(Records from a dataset)

PR #121, opened 2019-06-12
Fix the citation

erikwijmans:
## Motivation and Context

Our bibtex is wrong.  `,` is used to denote `last, first` format while `and` is used to separate authors. I also added caps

__Required work__
Copy out the records in full, matching every line character for character.

__Solution__
PR #121, opened 2019-06-12
Fix the citation

erikwijmans:
## Motivation and Context

Our bibtex is wrong.  `,` is used to denote `last, first` format while `and` is used to separate authors. I also added caps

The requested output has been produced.